In particular, older manuscripts, such as _The Meditations_ or, currently, _Critique of Pure Reason_ (a philosophical text).


----------



## Starlight_Lucy (May 30, 2021)

Eugenia Shepherd said:


> I hope so also.
> That's so cool!~I assume you're into anime, in addition to manga? I know people often prefer both, rather than one or the other.
> I don't generally read a lot of comics, despite deriving artistic inspiration from them. I listen to audiobooks!
> In particular, older manuscripts, such as _The Meditations_ or, currently, _Critique of Pure Reason_ (a philosophical text).

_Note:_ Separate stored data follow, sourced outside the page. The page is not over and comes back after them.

PR #585, opened 2026-09-21
fix(*): keep archiving, fix the usage counts, and start conversations in smart mode

gloryfromca:
## Summary

Three reports from acceptance testing, one branch. All three were reproduced on a
real host before anything was changed, and the fixes were walked through the same
host afterwards.

**Archiving did not hold, and the archive page did not show it.** Three separate
causes:

- `session.archive` persisted by saving the whole session, which rewrites the
  metadata record from that process's copy of it. A page and a terminal over one
  home are two managers over one file: the other one had loaded the conversation
  before the archive, so its copy carried no `archived` key, and its next save of
  anything spoke for a flag it had never seen. The verb now appends the one key,
  the way the auto-archive pass already did. `append_metadata_patch` reports
  whether the patch reached a file, which is what lets the verb answer `pending`
  truthfully.
- The rail read that `pending` as a success, so a conversation with no transcript
  yet left the rail although nothing had reached the disk.
- The archive page asked `session.list` for fewer channels than the rail lists, so
  an archived scheduled run was invisible there and unreachable here.

**The usage page reported no data.** It read its range two ways. Calls, cost and
the per-model table came from the daily telemetry files, dated per day; the tool
table was topped up by reading session transcripts, and a transcript counted as
in-range when its file mtime was. A conversation touched recently therefore handed
the range every tool call it had ever made while its model calls, dated per day,
stayed outside it -- thousands of tool calls beside no model calls at all, which
reads as a page that failed to load. Telemetry has carried a row per tool call for
a while, so the transcript fallback only ever covered older conversations; dropping
it leaves one source and one reading of the range.

**A conversation now starts in the smart permission mode.** `ask` stopped the agent
on every mutation, and a prompt answered by reflex is not a gate. Smart is not the
weaker setting it sounds like: builtin denials and user deny rules hold in every
mode, the reviewer speaks only for the ask tier, and a reviewer that cannot run
leaves the call at the same prompt `ask` would have shown.

**Shared by the first two:** opening the settings dialog reloads the config
snapshot, and neither the archive list nor the usage totals come from it. Nothing
dropped them, so a dialog opened once held its first answers for the life of the
page. Both are now cleared on open, which their own lazy loads already key off.

**What this does not close.** `save` rewrites the whole metadata record from one
process's copy of it, and this branch changes who can do that rather than whether
it can be done. Archiving no longer erases what another writer added; five other
verbs still can (pin, rename, the per-conversation model and permission mode, the
ACP usage owner), and so does the turn path, which saves on every message and is
the one a user actually hits. So a conversation archived from one client and then
typed into from another still comes back.

Closing that needs `save` to stop speaking for keys it never touched, and removal
is currently expressed by omission -- unpin, `title_auto` and `output_limit_turn_at`
each delete a key by not writing it, so a merge on save would resurrect them. They
have to become explicit false values first. That work is a round of its own rather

Haha, yes, but right now I am more into manga than anime, although when I was younger it was the other way around.
Audiobooks seem like an interesting medium, I am going to look into the latter that you mentioned ^^


----------



## tanstaafl28 (Sep 10, 2012)

@Starlight_Lucy

WELCOME!

As you can see, we're a pretty friendly bunch around here and we're glad to have you join! My amazing co-hostess @Eugenia Shepherd has already done a great job of letting you know that we're here and what we do, so I'm just going to say welcome. What else can you tell us about yourself? What other hobbies or passions do you have?


----------



## Starlight_Lucy (May 30, 2021)

tanstaafl28 said:


> @Starlight_Lucy
> 
> WELCOME!
> 
> As you can see, we're a pretty friendly bunch around here and we're glad to have you join! My amazing co-hostess @Eugenia Shepherd has already done a great job of letting you know that we're here and what we do, so I'm just going to say welcome. What else can you tell us about yourself? What other hobbies or passions do you have?


My other hobby is streaming Loona's songs of course
Song of the year
PD: Thanks for the welcome, this forum seems like a very funny place ^^


----------



## 546407 (Apr 21, 2019)

Kind of late to welcome you but I wanted to do it anyway since to my surprise you're also from Venezuela.

¡Bienvenido/a! Espero que te diviertas


----------



## Starlight_Lucy (May 30, 2021)

Arturo said:


> Kind of late to welcome you but I wanted to do it anyway since to my surprise you're also from Venezuela.
> 
> ¡Bienvenido/a! Espero que te diviertas


Épale chamo, gracias por la bienvenida, es bueno encontrarse con otros venezolanos por estos lares. 
I am a girl by the way


----------



## 546407 (Apr 21, 2019)

Starlight_Lucy said:


> Épale chamo, gracias por la bienvenida, es bueno encontrarse con otros venezolanos por estos lares.
> I am a girl by the way


Claro, aunque eres la primera que veo. Hay unos cuantos latinos aquí y allá, pero no somos muchos 😅 Cualquier cosa, aquí estamos. Disfruta de la sabiduría que personas de otras culturas te pueden ofrecer, aquí hay de todo. 

✌

A Venezuelan INTJ


----------



## Starlight_Lucy (May 30, 2021)

Arturo said:


> Claro, aunque eres la primera que veo. Hay unos cuantos latinos aquí y allá, pero no somos muchos 😅 Cualquier cosa, aquí estamos. Disfruta de la sabiduría que personas de otras culturas te pueden ofrecer, aquí hay de todo.
> 
> ✌
> 
> A Venezuelan INTJ


Si, como este es un sitio principalmente en ingles es común que no haya tantos latinos aunque es genial interactuar con todo tipo personas, disfrutar de la sabiduría de todos como dices, creo que es por eso que me gustan tanto los foros ^^


----------



## X10E8 (Apr 28, 2021)

Welcome!💐🌼


----------



## sandras (Jul 8, 2018)

Hi.


----------



## Starlight_Lucy (May 30, 2021)

sandras said:


> Hi.


Hello ^ ‿ ^


----------



## ThisNameWorks (Mar 11, 2017)

Yikes, my earlier joke as being border patrol wasn’t the best first impression. Sorry. People intentionally say dumb things here fyi.


----------



## Starlight_Lucy (May 30, 2021)

ThisNameWorks said:


> Yikes, my earlier joke as being border patrol wasn’t the best first impression. Sorry. People intentionally say dumb things here fyi.


Don't worry comrade, I find kinda relatable the fact that you came back to apologize, I also think a lot about the things that I've done wondering if I did something wrong or unlikable, but you are cool though


----------